During the course of the press conference, Beane praised the “opener” concept in several ways. He noted that teams using the non-starter starter “had like a .554 winning percentage.” Beane added: “And the Yankees started (Luis) Severino, and he only threw four innings, and they brought in (Dellin) Betances in the fifth. You saw Milwaukee do it. I believe this is a trend that you’re gonna see more and more of.”

Translation: This is a trend you’ll see more and more of at the Oakland Coliseum.

Melvin added his own endorsement, referring to the Brewers’ win against the Rockies in Game 1 of the National League divisional series on Thursday. “You look at the way Milwaukee did it (Thursday) night. They have a guy who pitched 2? or three innings, then someone follows up with a couple innings, then maybe go to your plus guys at the end. … There’s many ways you can look at this thing.”

Not that the A’s are ready to mothball starters entirely. Beane point to the Rays as a comp.

“They did a great job of being creative with their pen, but they also had Blake Snell in the middle of that, dropping eight shutout innings on you every few days,” he said. “And then they threw (starter Tyler) Glasnow in there. … Ideally, it would be great to have an ace. I’d still love to have an ace or two aces.”

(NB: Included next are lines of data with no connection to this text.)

PR #4379, opened 2017-03-07
Don't clamp crossfade in the event of fadeout

lbud:
@anandthakker caught this case yesterday — if a tile is fading out and was just refreshed (i.e. zoom maneuver _right_ after refresh that would cause it to be fading out within 300ms) we won't want to clamp to 1.

### DIFF
--- a/src/render/draw_raster.js
+++ b/src/render/draw_raster.js
@@ -122,7 +122,7 @@ function getFadeValues(tile, parentTile, layer, transform) {
         // if no parent or parent is older, fade in; if parent is younger, fade out
         const fadeIn = !parentTile || Math.abs(parentTile.coord.z - idealZ) > Math.abs(tile.coord.z - idealZ);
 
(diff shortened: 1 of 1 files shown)


src/render/draw_raster.js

Except that Beane might not be willing to prioritize such a creature. This observation comes from another clue he offered Friday. At one point, a reporter asked him whether the A’s could afford a top-tier starter that arrived via free agency or trade.

“If you have a free-agent market, it’s really risky jumping out there,” Beane said. “Even when teams have money. I mean, the track record’s not really great. So I would say it’s probably not something we’d do.”

Maybe a mid-range starter, then? “Mid-range guys during free agency, they all jump up a level,” Beane said. “You’re almost better with what we did. There’s no risk and there’s all upside to the guys we signed.”

Translation: I’d love to have an ace or two, but I’m not going to break the budget to buy one.

If the A’s have a couple of aces up their sleeves next year, they will have to be bargains. It will be Fiers doubling down on his emergence as a reliable starter, or a youngster like Jesus Luzardo becoming a rookie sensation, or Manaea and/or Cotton returning with rebuilt arms and making a seamless transition to the rotation. These are, after all, the A’s. Things don’t come easy here.

Beane, Forst and Melvin assembled and manipulated and reinvented a pitching staff like almost no one else could have in 2018. In doing so, they likely cursed themselves with having to do it again next year. There’s every reason to think the A’s will be back in the playoffs in 2019, and also reason to believe their fate will again hang on the arm of someone like Liam Hendriks.